The term documentary was first coined by Scottish-Canadian filmmaker John Grierson. Grierson was the founder of the National Film Board, a government body that was created during the Second World War with the purpose of coordinating Canadian filmmakers in the production of wartime propaganda films. In Grierson’s mind, there was no better way of informing the public than a propaganda-rich documentary film. We’ve moved beyond the idea of propaganda being a tool for the public good, but we still have Grierson to thank for the birth of the Canadian film industry.

Northern Cuisine

An American may have invented the clam-infused tomato juice cocktail, but a Canadian perfected it and called it the “Caesar.” Walter Chell took months to perfect this Canadian cocktail to celebrate the Calgary Inn’s new restaurant, Marco’s Italian. Soon after the Caesar was created, Mott’s Beverage Company started to market their Clamato beverage, and now over 350 million Caesars are consumed in Canada each year.

You may know that there are more doughnut
shops per capita in Canada than anywhere else in the world (mainly due to the popularity of Tim Horton’s), but this also means we eat a lot more doughnuts than anyone else in the world. There are over 3,600 Tim Horton’s across Canada selling over 3 million doughnuts a day. And a doughnut just doesn’t taste the same without a cup of coffee. In 2016, Canadians drank 14 billion cups with
2 billion of those coming from Tim Horton’s.

Canadians love their beer. According to Beer Canada, Canadian adults drink around 63 litres per person every year. In total, that comes to about 22 million hectolitres drunk every year, 84% of which is Canadian brewed. And where there is beer, there are a lot of empty bottles. About 99% of beer bottles get returned for recycling in Canada.


Immediately following the Second World War, the Royal Canadian Navy was the third largest navy in the world. While many of the world’s powers were losing the majority of their ships in military engagements, Canada’s naval support role meant that it was able to produce more ships than it was losing. In fact, Canada was the only nation to end the war with more ships than it started with.

The Nile Expedition was Canada’s first overseas participation in a war. It began in 1884 when an uprising occurred in British-controlled Sudan. When British and Egyptian forces were captured by the rebelling Sudanese, Canada’s Governor General Landsdowne recruited 376 voyageurs (mainly lumbermen) to help rescue them. These voyageurs were skilled river navigators and for six months, they guided the expedition’s boats up the Nile River to Khartoum. Two days before they reached Sudan’s capital city however, the captives were killed, and the voyageurs returned home.
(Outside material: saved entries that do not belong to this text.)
PR #1750, opened 2026-06-18
feat: add React 19 support

HendrikThePendric:
Implements N/A — prompted by a Dependabot PR

---

### Description

Adds React 19 to peer ranges across all packages, keeping React 16/18 support. No public API changes.

- Peer ranges widened to `"^16.13 || ^18 || ^19"` in 49 package.json files.
- Dropped the `react-popper` dependency and kept a local copy of its `usePopper` hook in `@dhis2-ui/popper`. `react-popper` is no longer maintained (archived Dec 2024) and never added React 19 support. The local copy uses `@popperjs/core` directly — same as react-popper did. Runtime behavior is unchanged.
- Ref types in popper/popover/tooltip/intersection-detector widened to accept React 19's `RefObject<T | null>`. Compatible with @types/react 16, 18, and 19.
- Testing-library devDependencies bumped to versions declaring React 19 peer support.

---

### Checklist

-   [x] API docs are generated **N/A**
-   [ ] Tests were added
    -   [ ] ⚠️ TO DO: Run tests against React 19 (and 18 and 16.8+ -- make a test matrix)
-   [x] Storybook demos were added **N/A**

---

### Screenshots

No visual changes.


HendrikThePendric:
This PR will get merged once we add React v19 support to App Platform as a whole. This may or may not coincide with releasing a next major version, in which case we should first merge #1751 into this one.

PR #1753, opened 2026-06-29
fix: sort root nodes unless opted out via suppressAlphabeticalSorting

HendrikThePendric:
Implements [LIBS-864](https://dhis2.atlassian.net/browse/LIBS-864)

---

### Description

Root nodes are now sorted alphabetically unless opted out via `suppressAlphabeticalSorting`. I've scoped this as a fix, because I'd say that this behaviour should have been implemented all along. Sorting children but not roots, while having a generic `suppressAlphabeticalSorting` prop in place is inconsistent behaviour.

#### Incidental
- I deduped the deps as well
- It seems an i18n string for the select was missing, it "popped up" when ran `yarn setup`. Not sure why it didn't get added before, but it seems like a valid addition to me.

---

### Checklist

-   [x] API docs are generated N/A
-   [x] Tests were added
-   [x] Storybook demos were added N/A

[LIBS-864]: https://dhis2.atlassian.net/browse/LIBS-864?atlOrigin=eyJpIjoiNWRkNTljNzYxNjVmNDY3MDlhMDU5Y2ZhYzA5YTRkZjUiLCJwIjoiZ2l0aHViLWNvbS1KU1cifQ


tomzemp (approved):
Looks good to me @HendrikThePendric 🙏 . I've read through the code and tested in the users app (data entry app has custom org unit tree, so we'll need to copy these changes).

The only thing I noticed on review is that the existing helper function `sortNodeChildrenAlphabetically` is using `left.displayName.localeCompare(right.displayName)`. I guess this then uses the sorting conventions of the browser language, whereas we might want to use the user's ui language? This can cause some differences in the sort, e.g. English would alphabetise `[Åland, Belgium, Zimbabwe]` whereas Norwegian would alphabetise `[Belgium, Zimbabwe, Åland]` (or English `[na,ño,ny]`, vs Spanish `[na,ny,ño]`). I think this is a minor issue, but might be nice to fix in the context of this PR?

HendrikThePendric:
@tomzemp this is a good observation and it would indeed be better to use the UI locale from DHIS2 instead of the browser locale. But as you mention, this is existing logic and we should probably mark it as out-of-scope. Getting the user locale would involve importing the `useCurrentUserInfo` hook, which was added not so long ago. So I guess this could be problematic for older apps, and maybe is a breaking change?

kabaros (approved):

PR #1757, opened 2026-07-13
fix: tackle slowness of CalendarInput and Ethiopic calendar failures

kabaros:
Bumps @dhis2/multi-calendar-dates to 3.0.0-alpha.1 also:
- fixes severe typing lag / CI timeouts in CalendarInput (a broken-memoization bug in useDatePicker) - not a breaking change for consumers
- Un-skips the previously-blocked Ethiopic validation test and adds Jest coverage for gaps (Ethiopic/Nepali widget selection, several untested props, a perf regression suite).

During the Cold War, it was common for governments to construct nuclear fallout shelters that they could retreat into in the event of a nuclear crisis. Canada was no different. Under the leadership of Prime Minister John Diefenbaker, the government constructed the “Central Emergency Government Headquarters,” an underground bunker located in a field just west of Ottawa. This bunker could house 565 government officials for a period of one month, which they hoped would be long enough for the radiation to subside. Today the shelter is open to the public as a museum and is affectionately called “The Diefenbunker.” t8n


Did You Know?

The Government of Canada is slated to spend a total of half a billion dollars on Canada 150 celebrations. This money is divided among nationwide celebration events, merchandise, and infrastructure improvements. It’s a lot of money, but it doesn’t even include the amount being spent by provincial and municipal governments on their own celebrations.

Fun Fact

Though 150 years may not seem like a long time, wars, colonization, and political instability mean that most of the world’s current nations were formed in the last 100 years, making Canada one of the older countries on the planet.